The United States attacked Afghanistan on October 7, 2001. In light of the policy of casualty aversion that had dominated the United States for ten years, a question arose in the minds of commentators. What would happen when American soldiers began to die in battle? Would the United States retreat? Would Americans turn against the war when dead soldiers began returning in body bags?

Charles Krauthammer’s column of January 18, 2002, was entitled, “Can America Take Casualties?” Citing Bin Laden’s assertion that the US had left Mogadishu humiliated and defeated, Krauthammer suggested that Bin Laden believed he had set a trap in Afghanistan, calculating that Americans would arrive in force, take a few casualties and then flee.

Krauthammer declared that Bin Laden had it wrong: The war on terror was different. When attacked or engaged in an “existential struggle,” America is not only fierce, “it is stoic.” The columnist concluded that no one should underestimate “America’s capacity to sustain casualties in such wars.”

A column by Ben Shapiro appeared on April 9, 2003—after the Iraq war had begun on March 18—with the headline, “We’re not in Mogadishu anymore, Toto.” Shapiro insisted that not only would America take casualties in order to achieve their mission, but that it would overcome its reluctance to inflicting civilian casualties.

American foreign policy during the 1990s had been dominated by the desire to avoid American military casualties as well as civilian casualties. Because of this policy, Shapiro suggested, the first President Bush & Bill Clinton never got the United States deeply involved in any military conflict. This pattern, Shapiro claims, led Saddam Hussein and Osama Bin Laden to peg the US as a “weak horse.”

The early stages of the Iraq War, Shapiro says, were characterized by a high regard for civilians. April 7, 2003, represented a turning point: the US military learned that Saddam Hussein and senior officials were meeting beneath a restaurant in a commercial block in Baghdad. An Air Force bomber dropped four satellite-guided one-ton bombs— leaving a crater 60 feet deep, flattening the restaurant and three nearby houses, and killing 14 civilians.

The Washington Times wrote that Saddam Hussein may have picked the meeting spot precisely because Americans had stated that their objective was to avoid civilian casualties. Hussein did not believe the United States would bomb a commercial block. Columnist Ben Shapiro exulted: “Saddam didn’t realize: the Mogadishu days are over.”

A few days later, another incident confirmed this strategic change. From the Palestine Hotel in Baghdad, Iraqi snipers fired small arms and rocket-propelled grenades on an incoming United States tank. The tank targeted the hotel, the base of operations for most international journalists, firing one round and hitting the 15th floor, which housed the Reuters news agency. Two journalists were killed and another three wounded.

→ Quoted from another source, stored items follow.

PR #593, opened 2024-07-23
Smart Wallets: Web3Auth Adapter Iteration

devlyn37:
## Description

This PR:
- Removes a redundant parameter from the `getWeb3AuthSigner` function.
- Exports some essential types for using the function from the package.

## Test plan

Locally, within the demo site create a new web3auth wallet.

### DIFF
--- a/packages/client/wallets/web3auth-adapter/src/index.ts
+++ b/packages/client/wallets/web3auth-adapter/src/index.ts
@@ -4,7 +4,7 @@ import { TORUS_NETWORK_TYPE, Web3Auth } from "@web3auth/single-factor-auth";
 import type { EIP1193Provider } from "viem";
 
 import {
-    EVMBlockchainIncludingTestnet,
+    EVMBlockchainIncludingTestnet as Blockchain,
     blockchainToChainId,
     blockchainToDisplayName,
 } from "@crossmint/common-sdk-base";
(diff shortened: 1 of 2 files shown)


packages/client/wallets/web3auth-adapter/src/index.ts
```diff
@@ -17,13 +17,14 @@ import {
...
+export type { TORUS_NETWORK_TYPE } from "@web3auth/single-factor-auth";
+export { EVMBlockchainIncludingTestnet as Blockchain } from "@crossmint/common-sdk-base";
 export type Web3AuthSignerParams = {
-    type: "WEB3_AUTH";
     clientId: string;
     verifierId: string;
     web3AuthNetwork: TORUS_NETWORK_TYPE;
     jwt: string;
-    chain: EVMBlockchainIncludingTestnet;
+    chain: Blockchain;
```
afeight, line 27: nice

packages/client/wallets/web3auth-adapter/src/index.ts
```diff
@@ -17,13 +17,14 @@ import {
     getUrlProviderByBlockchain,
 } from "./networks";
 
+export type { TORUS_NETWORK_TYPE } from "@web3auth/single-factor-auth";
+export { EVMBlockchainIncludingTestnet as Blockchain } from "@crossmint/common-sdk-base";
 export type Web3AuthSignerParams = {
-    type: "WEB3_AUTH";
```
afeight, line 21: wait this isn't redundant, it makes our life easy and IMO better experience for the developer

afeight: maybe I missed something, previously we've used this as a param for `getOrCreateWallet`, like:
```
const signer = {
  type: "WEB3_AUTH",
  ...
}
getOrCreateWallet(user, signer)
```
do we now use `getWeb3AuthSigner` instead?

afeight (approved):
oh, now reading https://github.com/Crossmint/crossmint-sdk/pull/570
yep makes sense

Army Col. David Perkins told media that the military regretted the incident, but blamed Saddam Hussein’s forces for militarizing civilian areas. Shapiro wrote that the attack on the Palestine Hotel sent a message to enemies of the United States: They could no longer find safety by hiding behind civilians—even journalists.

Shapiro concluded that the United States had achieved an important step in the war against terror: “Overcoming our aversion to civilian casualties in order achieve victory.” The attacks, Shapiro says, pushed our military policy in a new direction, “away from Mogadishu.”

References to Bin Laden’s statements about the abrupt withdrawal of American forces from Mogadishu appeared again and again in the writings of columnists during the first years of the Afghanistan and Iraq Wars. They frequently cited Bin Laden’s assertion that the withdrawal of the United States from Somalia proved America was weak and cowardly.

These columns by Krauthammer and Shapiro—along with many like them—insisted that America had overcome its “Mogadishu syndrome.” No longer would the United States be afraid to suffer casualties, nor hesitate to inflict casualties. Never again would America enter a battle and then “cut and run.”

After September 11, the United States abandoned its policy of casualty aversion and reaffirmed the ideology of warfare. Attacking both Afghanistan and Iraq, President Bush insisted that America would return to her true character—that of a courageous, heroic people willing to wage war in the name of a just cause. Just as Middle Eastern warriors were killing and dying for Allah, so young Americans would sacrifice their lives in the name of freedom and democracy.